§ Records from a data collection
-----

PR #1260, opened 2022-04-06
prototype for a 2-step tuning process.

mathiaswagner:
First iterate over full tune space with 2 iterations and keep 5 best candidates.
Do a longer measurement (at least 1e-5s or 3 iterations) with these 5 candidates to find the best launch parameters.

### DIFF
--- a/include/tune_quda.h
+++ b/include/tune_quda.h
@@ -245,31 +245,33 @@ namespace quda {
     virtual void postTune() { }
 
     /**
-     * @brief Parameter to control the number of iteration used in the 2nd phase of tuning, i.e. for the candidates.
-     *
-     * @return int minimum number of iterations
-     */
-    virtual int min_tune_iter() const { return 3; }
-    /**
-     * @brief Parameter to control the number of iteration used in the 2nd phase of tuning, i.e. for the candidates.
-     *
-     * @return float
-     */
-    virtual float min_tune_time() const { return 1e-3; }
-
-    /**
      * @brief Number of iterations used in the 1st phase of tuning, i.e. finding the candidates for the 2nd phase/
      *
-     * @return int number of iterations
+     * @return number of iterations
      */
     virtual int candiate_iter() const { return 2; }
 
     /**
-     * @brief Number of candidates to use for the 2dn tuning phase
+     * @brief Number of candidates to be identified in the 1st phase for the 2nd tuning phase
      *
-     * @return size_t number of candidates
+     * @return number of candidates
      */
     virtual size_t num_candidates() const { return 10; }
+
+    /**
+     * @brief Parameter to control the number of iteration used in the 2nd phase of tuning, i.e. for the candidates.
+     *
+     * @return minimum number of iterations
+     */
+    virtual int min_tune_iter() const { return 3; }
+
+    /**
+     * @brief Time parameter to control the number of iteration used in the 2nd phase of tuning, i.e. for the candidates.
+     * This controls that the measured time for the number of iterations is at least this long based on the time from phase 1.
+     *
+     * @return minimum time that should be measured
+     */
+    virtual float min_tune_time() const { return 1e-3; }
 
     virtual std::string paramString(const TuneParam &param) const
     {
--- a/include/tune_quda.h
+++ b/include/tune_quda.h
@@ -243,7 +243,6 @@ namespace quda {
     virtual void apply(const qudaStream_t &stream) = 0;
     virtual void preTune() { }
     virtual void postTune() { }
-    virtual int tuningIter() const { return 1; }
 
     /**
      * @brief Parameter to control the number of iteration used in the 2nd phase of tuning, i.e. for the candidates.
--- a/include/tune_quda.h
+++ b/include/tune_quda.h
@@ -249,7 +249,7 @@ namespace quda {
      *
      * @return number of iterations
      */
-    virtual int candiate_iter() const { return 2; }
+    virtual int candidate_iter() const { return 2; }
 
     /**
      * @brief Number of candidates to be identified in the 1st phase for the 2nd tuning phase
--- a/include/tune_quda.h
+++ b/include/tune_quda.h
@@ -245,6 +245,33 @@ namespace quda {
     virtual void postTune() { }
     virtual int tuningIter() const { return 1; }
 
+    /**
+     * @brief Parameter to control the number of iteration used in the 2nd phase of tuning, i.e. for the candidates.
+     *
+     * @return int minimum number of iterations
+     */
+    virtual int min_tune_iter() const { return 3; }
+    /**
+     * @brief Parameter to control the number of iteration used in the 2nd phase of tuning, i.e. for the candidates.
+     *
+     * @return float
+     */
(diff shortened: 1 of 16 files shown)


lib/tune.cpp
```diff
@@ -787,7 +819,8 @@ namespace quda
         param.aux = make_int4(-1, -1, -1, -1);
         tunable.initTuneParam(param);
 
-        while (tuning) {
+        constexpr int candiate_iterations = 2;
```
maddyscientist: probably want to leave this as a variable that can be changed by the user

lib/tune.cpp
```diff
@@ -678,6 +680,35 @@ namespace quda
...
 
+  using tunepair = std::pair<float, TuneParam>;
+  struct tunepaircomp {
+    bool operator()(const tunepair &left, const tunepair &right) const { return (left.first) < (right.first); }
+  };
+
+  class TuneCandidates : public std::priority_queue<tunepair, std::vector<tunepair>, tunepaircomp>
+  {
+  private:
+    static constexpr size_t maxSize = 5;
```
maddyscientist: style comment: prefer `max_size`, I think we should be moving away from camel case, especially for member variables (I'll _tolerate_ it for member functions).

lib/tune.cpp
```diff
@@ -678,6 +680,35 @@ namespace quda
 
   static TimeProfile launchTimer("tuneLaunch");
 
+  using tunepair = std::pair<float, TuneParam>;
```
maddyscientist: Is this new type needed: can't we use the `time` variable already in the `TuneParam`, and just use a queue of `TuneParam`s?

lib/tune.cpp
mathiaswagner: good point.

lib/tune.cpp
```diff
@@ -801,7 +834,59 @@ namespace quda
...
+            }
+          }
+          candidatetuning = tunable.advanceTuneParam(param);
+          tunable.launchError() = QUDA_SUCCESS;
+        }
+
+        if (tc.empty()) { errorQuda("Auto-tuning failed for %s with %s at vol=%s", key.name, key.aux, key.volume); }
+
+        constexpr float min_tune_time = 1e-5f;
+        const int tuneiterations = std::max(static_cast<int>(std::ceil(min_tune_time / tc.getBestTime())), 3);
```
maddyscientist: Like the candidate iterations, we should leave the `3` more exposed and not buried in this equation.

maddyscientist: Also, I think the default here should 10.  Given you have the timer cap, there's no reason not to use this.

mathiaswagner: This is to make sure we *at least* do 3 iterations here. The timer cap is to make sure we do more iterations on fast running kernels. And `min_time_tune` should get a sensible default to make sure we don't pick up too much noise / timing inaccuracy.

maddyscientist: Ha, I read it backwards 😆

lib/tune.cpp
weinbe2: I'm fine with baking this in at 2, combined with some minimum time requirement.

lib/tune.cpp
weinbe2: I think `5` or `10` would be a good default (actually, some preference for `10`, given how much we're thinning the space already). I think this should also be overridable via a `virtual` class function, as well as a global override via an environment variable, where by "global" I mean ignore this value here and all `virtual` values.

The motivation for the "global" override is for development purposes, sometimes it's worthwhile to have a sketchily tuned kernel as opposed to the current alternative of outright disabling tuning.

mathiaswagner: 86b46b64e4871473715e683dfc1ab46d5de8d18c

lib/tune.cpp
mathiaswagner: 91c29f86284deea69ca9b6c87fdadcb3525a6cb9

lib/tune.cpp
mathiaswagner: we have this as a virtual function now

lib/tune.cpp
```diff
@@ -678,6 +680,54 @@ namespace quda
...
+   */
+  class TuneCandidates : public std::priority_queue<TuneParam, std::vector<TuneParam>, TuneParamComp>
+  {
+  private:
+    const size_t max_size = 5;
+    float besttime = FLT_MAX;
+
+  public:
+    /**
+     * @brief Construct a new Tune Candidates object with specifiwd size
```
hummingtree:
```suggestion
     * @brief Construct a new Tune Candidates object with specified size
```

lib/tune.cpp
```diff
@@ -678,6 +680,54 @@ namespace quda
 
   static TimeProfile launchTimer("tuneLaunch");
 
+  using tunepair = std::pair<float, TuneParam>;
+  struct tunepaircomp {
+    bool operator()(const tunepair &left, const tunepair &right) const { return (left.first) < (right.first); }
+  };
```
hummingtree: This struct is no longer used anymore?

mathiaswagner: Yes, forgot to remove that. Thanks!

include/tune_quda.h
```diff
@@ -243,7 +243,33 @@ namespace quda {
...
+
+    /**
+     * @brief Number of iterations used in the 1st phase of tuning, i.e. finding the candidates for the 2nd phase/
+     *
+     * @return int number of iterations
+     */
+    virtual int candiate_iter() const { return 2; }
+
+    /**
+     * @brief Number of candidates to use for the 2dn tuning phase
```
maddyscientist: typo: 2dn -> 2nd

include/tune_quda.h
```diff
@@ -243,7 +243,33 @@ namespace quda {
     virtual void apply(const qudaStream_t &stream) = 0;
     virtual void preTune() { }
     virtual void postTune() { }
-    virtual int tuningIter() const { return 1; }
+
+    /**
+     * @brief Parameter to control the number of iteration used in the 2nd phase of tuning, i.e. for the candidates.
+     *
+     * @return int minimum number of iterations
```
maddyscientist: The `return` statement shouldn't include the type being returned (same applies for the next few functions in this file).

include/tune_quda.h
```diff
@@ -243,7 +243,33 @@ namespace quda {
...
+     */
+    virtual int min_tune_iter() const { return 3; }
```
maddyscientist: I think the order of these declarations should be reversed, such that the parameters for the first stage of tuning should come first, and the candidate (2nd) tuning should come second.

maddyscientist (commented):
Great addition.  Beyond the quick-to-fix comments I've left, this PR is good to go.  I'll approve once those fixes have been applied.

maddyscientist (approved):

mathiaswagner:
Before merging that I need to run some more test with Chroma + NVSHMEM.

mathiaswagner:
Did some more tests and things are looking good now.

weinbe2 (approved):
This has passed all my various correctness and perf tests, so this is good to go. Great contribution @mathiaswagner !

-----

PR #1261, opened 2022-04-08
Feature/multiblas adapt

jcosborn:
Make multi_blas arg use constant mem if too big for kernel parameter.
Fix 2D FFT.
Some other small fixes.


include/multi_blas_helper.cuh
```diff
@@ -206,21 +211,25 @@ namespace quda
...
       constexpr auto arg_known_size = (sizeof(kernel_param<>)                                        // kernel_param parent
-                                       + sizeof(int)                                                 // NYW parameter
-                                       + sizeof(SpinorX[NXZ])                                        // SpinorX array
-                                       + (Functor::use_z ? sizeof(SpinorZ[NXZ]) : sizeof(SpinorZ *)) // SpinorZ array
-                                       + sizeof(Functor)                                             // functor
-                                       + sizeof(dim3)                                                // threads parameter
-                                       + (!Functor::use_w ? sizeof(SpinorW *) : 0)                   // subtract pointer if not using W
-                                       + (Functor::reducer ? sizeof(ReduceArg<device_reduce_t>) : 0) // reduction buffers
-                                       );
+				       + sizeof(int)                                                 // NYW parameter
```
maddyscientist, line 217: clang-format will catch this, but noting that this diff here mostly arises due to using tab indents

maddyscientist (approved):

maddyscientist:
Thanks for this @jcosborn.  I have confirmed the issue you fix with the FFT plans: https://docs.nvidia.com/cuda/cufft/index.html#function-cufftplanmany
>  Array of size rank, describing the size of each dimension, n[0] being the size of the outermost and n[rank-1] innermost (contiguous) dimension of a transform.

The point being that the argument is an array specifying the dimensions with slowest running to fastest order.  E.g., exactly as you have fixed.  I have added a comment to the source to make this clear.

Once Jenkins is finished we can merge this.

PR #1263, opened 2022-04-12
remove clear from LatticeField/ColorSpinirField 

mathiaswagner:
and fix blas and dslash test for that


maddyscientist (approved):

-----

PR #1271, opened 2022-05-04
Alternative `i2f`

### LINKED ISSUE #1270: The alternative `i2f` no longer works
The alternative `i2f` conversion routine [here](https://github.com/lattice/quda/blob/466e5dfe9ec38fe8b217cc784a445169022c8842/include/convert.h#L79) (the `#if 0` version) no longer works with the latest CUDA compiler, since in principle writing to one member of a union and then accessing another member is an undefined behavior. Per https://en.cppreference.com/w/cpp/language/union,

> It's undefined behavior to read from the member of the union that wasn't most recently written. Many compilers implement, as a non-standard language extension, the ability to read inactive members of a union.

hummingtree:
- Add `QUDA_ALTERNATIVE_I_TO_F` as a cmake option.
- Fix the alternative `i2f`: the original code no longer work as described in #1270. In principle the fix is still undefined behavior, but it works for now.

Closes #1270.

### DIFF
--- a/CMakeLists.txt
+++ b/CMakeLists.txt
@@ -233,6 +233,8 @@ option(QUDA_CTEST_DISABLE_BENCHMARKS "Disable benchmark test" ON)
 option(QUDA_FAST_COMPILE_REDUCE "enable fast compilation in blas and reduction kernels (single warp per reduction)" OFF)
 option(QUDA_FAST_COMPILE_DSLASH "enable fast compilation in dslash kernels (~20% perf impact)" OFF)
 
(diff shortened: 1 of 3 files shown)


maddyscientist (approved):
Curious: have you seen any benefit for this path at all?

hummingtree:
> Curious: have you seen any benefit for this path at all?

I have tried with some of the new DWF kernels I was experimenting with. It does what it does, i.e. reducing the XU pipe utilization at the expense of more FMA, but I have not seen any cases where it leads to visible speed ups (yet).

-----

Starting with the line that holds "mathiaswagner: Yes, forgot" and ending with the line that holds "This has passed", retype every line in the data above exactly, and nothing else.

mathiaswagner: Yes, forgot to remove that. Thanks!

include/tune_quda.h
```diff
@@ -243,7 +243,33 @@ namespace quda {
...
+
+    /**
+     * @brief Number of iterations used in the 1st phase of tuning, i.e. finding the candidates for the 2nd phase/
+     *
+     * @return int number of iterations
+     */
+    virtual int candiate_iter() const { return 2; }
+
+    /**
+     * @brief Number of candidates to use for the 2dn tuning phase
```
maddyscientist: typo: 2dn -> 2nd

include/tune_quda.h
```diff
@@ -243,7 +243,33 @@ namespace quda {
     virtual void apply(const qudaStream_t &stream) = 0;
     virtual void preTune() { }
     virtual void postTune() { }
-    virtual int tuningIter() const { return 1; }
+
+    /**
+     * @brief Parameter to control the number of iteration used in the 2nd phase of tuning, i.e. for the candidates.
+     *
+     * @return int minimum number of iterations
```
maddyscientist: The `return` statement shouldn't include the type being returned (same applies for the next few functions in this file).

include/tune_quda.h
```diff
@@ -243,7 +243,33 @@ namespace quda {
...
+     */
+    virtual int min_tune_iter() const { return 3; }
```
maddyscientist: I think the order of these declarations should be reversed, such that the parameters for the first stage of tuning should come first, and the candidate (2nd) tuning should come second.

maddyscientist (commented):
Great addition.  Beyond the quick-to-fix comments I've left, this PR is good to go.  I'll approve once those fixes have been applied.

maddyscientist (approved):

mathiaswagner:
Before merging that I need to run some more test with Chroma + NVSHMEM.

mathiaswagner:
Did some more tests and things are looking good now.

weinbe2 (approved):
This has passed all my various correctness and perf tests, so this is good to go. Great contribution @mathiaswagner !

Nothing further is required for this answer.